═══ The data

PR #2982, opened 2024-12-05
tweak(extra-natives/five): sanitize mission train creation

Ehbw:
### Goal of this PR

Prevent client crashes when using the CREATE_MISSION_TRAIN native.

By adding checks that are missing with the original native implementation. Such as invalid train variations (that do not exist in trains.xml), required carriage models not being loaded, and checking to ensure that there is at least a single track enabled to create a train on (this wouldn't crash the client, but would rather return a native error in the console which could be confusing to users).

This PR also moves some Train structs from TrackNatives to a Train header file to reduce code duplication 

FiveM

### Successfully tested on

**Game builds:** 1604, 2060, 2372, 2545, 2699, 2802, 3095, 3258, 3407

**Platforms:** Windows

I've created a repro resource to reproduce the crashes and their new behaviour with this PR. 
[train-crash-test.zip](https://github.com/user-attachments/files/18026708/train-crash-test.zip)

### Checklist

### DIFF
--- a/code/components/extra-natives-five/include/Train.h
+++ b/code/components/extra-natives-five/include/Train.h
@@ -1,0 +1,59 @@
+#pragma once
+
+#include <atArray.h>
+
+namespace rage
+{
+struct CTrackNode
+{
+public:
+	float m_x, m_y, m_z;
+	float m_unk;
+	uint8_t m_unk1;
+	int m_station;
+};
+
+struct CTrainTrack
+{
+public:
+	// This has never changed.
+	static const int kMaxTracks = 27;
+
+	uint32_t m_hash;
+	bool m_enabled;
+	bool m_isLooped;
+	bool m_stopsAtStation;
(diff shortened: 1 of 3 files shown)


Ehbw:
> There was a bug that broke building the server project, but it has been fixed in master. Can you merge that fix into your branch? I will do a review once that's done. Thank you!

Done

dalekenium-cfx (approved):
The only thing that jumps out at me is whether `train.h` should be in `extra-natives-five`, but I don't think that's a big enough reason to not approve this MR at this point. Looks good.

══════

Work out how many lines above contain the word "components". Give only the number.

2